**Task**
The required result is each line of the entries below containing the string "routines".

[Items from a data source]
+ + + + + + +

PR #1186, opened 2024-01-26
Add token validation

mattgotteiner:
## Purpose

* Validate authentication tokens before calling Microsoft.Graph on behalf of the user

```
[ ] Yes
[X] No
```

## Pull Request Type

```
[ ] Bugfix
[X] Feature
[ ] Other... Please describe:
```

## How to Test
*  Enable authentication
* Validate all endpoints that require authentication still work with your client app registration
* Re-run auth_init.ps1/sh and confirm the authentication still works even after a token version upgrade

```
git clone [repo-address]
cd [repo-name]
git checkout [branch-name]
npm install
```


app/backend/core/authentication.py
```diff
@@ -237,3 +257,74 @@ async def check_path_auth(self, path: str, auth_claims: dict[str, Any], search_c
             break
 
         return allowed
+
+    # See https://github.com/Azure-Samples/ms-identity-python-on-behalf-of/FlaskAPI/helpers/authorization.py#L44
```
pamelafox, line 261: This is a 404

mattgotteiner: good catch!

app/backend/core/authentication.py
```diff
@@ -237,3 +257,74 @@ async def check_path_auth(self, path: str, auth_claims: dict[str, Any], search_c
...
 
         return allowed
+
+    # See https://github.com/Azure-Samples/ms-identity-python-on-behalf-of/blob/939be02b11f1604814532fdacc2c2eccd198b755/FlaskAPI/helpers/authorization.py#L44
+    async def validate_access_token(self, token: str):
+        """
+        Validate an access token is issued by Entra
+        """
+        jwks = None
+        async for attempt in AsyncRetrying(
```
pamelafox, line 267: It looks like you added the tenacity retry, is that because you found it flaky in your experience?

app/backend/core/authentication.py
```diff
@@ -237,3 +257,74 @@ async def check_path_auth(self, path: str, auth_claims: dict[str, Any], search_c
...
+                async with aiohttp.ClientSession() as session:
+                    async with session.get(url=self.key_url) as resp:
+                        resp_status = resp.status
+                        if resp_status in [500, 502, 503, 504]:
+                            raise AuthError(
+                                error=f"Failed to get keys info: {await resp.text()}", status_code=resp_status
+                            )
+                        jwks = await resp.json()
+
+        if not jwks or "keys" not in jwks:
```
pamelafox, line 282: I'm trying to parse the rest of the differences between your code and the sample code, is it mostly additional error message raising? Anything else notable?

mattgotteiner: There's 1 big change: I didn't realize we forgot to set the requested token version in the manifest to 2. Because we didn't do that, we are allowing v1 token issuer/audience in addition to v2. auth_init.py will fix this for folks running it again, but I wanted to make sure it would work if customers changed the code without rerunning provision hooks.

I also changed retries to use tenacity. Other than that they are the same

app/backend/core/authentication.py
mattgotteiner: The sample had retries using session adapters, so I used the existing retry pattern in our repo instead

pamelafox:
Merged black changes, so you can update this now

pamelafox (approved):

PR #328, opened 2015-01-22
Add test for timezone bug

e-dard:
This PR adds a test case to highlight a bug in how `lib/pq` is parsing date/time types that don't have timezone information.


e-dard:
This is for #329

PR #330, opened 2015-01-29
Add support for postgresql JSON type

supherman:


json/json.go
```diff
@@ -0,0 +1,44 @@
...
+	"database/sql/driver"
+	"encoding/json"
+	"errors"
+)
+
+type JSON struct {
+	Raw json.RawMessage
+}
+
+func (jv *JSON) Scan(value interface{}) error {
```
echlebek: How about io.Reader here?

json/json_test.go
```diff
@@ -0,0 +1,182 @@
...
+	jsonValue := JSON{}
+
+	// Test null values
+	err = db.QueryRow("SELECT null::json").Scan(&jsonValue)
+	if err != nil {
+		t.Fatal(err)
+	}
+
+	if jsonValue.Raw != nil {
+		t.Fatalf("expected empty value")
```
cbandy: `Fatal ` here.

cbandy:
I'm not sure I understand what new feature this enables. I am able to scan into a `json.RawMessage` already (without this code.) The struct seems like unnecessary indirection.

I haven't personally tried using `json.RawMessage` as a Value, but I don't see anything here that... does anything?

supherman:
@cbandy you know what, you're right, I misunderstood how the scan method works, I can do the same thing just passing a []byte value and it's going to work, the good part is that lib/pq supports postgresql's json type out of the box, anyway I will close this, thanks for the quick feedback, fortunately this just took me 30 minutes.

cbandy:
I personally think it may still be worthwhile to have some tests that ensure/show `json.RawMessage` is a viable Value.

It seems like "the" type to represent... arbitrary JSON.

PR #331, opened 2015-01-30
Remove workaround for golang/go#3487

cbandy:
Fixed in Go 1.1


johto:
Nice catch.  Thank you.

+ + + + + + +

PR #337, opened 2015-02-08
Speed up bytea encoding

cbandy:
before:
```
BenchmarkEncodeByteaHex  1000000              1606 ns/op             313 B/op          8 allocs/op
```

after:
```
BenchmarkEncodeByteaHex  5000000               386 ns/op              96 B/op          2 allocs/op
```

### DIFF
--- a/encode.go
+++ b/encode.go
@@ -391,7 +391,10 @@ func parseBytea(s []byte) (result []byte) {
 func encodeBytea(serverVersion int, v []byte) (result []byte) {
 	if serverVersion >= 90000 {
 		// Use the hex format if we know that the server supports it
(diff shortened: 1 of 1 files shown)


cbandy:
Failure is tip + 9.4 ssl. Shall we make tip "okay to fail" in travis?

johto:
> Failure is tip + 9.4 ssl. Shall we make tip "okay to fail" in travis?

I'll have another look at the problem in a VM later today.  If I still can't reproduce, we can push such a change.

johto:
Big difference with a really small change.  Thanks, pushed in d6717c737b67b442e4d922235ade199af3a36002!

+ + + + + + +

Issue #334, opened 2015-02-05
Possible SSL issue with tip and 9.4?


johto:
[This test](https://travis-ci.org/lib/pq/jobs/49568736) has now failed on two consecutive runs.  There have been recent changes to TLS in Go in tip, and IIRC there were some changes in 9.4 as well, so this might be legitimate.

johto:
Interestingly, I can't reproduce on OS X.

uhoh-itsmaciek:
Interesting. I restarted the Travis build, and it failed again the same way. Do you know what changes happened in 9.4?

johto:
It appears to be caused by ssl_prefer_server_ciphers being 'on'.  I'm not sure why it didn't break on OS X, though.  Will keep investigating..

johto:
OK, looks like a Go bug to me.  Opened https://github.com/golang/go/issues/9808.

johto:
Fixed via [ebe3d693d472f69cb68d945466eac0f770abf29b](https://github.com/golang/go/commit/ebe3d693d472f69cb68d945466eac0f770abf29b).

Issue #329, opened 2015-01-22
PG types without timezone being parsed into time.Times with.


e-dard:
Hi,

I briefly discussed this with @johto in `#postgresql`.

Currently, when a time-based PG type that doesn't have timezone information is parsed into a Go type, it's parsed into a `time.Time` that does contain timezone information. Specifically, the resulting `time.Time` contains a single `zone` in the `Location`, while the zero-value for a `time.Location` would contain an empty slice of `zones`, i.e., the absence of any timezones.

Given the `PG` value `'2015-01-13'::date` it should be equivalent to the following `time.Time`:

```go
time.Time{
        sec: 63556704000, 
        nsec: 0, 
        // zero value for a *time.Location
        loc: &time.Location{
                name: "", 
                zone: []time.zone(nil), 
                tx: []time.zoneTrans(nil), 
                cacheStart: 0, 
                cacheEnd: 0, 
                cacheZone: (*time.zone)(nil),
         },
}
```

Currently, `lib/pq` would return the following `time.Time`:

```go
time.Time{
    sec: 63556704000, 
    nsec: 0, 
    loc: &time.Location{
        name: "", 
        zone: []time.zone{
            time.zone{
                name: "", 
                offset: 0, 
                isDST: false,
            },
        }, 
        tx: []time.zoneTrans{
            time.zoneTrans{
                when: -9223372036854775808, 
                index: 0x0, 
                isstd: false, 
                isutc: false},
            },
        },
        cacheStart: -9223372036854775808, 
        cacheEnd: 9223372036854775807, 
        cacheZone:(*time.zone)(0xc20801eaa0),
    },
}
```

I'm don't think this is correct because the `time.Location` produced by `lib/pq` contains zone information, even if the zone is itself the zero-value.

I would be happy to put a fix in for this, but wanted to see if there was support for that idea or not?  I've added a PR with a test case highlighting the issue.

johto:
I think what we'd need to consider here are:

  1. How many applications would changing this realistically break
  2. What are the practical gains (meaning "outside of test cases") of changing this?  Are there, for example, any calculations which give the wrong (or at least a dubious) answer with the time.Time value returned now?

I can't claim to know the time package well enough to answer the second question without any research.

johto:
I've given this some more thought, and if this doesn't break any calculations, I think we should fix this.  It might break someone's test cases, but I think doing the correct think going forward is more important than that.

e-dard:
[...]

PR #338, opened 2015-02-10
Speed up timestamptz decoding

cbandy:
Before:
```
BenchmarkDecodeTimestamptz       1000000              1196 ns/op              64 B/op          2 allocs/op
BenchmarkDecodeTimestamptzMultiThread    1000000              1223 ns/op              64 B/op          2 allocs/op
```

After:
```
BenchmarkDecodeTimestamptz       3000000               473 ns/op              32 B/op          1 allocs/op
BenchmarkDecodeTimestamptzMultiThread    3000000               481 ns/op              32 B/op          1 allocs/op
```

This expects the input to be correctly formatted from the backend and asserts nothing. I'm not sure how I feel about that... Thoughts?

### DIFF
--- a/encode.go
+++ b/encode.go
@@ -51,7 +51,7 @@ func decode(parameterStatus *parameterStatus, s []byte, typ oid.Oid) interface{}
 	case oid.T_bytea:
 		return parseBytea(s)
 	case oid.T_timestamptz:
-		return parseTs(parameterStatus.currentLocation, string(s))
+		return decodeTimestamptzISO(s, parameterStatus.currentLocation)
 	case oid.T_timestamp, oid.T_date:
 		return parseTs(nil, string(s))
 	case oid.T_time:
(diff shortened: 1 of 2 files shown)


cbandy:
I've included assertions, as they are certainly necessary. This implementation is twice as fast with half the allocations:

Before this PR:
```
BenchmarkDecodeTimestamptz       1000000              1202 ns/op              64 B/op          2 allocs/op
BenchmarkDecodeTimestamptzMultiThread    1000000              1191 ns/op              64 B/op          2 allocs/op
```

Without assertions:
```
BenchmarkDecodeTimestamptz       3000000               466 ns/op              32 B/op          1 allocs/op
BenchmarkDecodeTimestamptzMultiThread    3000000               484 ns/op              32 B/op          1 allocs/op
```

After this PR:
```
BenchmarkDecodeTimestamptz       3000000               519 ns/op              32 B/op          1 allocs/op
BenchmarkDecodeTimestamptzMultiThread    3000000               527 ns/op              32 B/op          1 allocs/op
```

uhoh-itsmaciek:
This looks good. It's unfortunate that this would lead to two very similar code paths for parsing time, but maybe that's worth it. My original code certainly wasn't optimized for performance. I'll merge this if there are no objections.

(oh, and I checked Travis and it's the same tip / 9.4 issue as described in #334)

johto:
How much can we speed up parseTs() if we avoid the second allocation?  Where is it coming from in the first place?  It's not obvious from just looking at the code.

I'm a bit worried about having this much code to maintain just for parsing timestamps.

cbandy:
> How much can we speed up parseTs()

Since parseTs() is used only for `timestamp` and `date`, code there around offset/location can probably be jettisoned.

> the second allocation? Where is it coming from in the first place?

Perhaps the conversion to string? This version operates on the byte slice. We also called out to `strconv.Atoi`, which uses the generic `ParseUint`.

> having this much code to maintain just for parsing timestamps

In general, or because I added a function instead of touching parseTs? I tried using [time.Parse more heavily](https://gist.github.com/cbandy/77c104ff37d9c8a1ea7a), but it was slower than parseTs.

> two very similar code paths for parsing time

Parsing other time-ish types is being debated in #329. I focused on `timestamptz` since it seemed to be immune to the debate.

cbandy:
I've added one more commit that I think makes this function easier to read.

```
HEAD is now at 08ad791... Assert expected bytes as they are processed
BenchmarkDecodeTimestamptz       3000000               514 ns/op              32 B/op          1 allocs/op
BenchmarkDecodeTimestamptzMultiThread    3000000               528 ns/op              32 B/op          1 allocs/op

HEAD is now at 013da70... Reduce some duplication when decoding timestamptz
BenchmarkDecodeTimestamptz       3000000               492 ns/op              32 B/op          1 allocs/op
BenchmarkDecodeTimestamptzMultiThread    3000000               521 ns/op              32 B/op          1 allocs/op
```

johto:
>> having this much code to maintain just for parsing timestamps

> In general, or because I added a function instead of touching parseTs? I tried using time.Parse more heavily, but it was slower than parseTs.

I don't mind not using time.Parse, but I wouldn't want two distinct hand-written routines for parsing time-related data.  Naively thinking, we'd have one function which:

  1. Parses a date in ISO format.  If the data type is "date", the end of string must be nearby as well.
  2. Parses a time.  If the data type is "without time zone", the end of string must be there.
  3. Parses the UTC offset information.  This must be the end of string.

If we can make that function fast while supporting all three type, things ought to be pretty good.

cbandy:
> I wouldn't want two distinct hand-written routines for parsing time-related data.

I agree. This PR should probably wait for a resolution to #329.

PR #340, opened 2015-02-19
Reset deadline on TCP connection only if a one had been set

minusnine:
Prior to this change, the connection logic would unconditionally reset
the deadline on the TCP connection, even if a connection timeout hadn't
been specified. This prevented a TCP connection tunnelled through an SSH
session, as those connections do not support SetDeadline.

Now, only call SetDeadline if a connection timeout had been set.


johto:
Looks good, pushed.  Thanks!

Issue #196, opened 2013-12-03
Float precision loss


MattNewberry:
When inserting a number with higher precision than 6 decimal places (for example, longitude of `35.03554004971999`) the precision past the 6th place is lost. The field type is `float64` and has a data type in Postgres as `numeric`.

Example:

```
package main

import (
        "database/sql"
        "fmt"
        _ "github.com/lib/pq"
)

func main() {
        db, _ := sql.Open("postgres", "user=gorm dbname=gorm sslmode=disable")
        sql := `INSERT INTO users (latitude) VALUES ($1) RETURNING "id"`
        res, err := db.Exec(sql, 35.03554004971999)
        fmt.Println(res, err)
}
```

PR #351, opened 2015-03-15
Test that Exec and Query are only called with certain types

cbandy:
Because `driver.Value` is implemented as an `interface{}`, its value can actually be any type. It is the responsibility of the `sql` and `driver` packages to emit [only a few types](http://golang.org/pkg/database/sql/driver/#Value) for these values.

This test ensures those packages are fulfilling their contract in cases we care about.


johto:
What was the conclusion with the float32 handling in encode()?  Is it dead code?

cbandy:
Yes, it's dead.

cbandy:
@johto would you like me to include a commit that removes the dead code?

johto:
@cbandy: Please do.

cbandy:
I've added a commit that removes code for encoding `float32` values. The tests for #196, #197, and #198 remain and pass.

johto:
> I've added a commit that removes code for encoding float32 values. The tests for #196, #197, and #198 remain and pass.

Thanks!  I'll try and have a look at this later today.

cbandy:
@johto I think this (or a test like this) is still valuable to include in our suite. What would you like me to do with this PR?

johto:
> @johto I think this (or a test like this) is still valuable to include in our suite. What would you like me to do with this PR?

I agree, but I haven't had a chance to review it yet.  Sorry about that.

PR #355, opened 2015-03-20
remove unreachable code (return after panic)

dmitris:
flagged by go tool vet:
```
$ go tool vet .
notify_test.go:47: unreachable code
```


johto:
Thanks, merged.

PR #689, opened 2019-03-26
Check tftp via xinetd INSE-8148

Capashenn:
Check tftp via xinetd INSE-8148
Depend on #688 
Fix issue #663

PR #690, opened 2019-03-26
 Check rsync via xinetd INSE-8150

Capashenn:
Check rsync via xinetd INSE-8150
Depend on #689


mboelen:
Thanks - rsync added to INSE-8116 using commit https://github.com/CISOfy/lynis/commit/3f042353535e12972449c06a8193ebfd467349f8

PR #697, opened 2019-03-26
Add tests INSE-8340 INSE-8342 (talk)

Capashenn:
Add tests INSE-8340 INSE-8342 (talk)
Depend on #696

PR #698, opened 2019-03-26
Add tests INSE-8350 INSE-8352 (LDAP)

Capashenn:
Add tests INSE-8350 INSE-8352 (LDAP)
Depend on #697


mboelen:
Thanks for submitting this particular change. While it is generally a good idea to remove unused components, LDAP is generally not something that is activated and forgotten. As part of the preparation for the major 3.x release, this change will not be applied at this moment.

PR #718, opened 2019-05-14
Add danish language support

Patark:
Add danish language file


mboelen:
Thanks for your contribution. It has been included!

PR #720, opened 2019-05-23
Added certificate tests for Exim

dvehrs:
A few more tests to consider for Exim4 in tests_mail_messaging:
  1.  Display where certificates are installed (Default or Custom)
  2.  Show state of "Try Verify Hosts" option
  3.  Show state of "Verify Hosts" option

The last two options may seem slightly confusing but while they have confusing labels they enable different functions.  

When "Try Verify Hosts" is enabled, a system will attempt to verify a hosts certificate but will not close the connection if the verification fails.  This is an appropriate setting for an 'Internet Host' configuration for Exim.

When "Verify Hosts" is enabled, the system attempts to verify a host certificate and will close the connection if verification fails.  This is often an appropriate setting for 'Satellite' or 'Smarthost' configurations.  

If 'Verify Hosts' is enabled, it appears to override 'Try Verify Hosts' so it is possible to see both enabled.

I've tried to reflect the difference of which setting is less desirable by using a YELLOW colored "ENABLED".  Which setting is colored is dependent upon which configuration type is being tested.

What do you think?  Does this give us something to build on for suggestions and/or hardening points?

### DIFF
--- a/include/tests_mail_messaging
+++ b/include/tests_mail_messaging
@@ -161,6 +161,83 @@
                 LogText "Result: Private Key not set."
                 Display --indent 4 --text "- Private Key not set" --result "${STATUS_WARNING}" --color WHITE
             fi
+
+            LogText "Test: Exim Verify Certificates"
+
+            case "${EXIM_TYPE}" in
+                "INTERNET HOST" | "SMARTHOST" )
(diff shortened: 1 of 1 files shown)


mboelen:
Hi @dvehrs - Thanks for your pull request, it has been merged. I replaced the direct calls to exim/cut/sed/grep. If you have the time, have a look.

+ + + + + + +

**Solution for this exercise**
I don't mind not using time.Parse, but I wouldn't want two distinct hand-written routines for parsing time-related data.  Naively thinking, we'd have one function which:
> I wouldn't want two distinct hand-written routines for parsing time-related data.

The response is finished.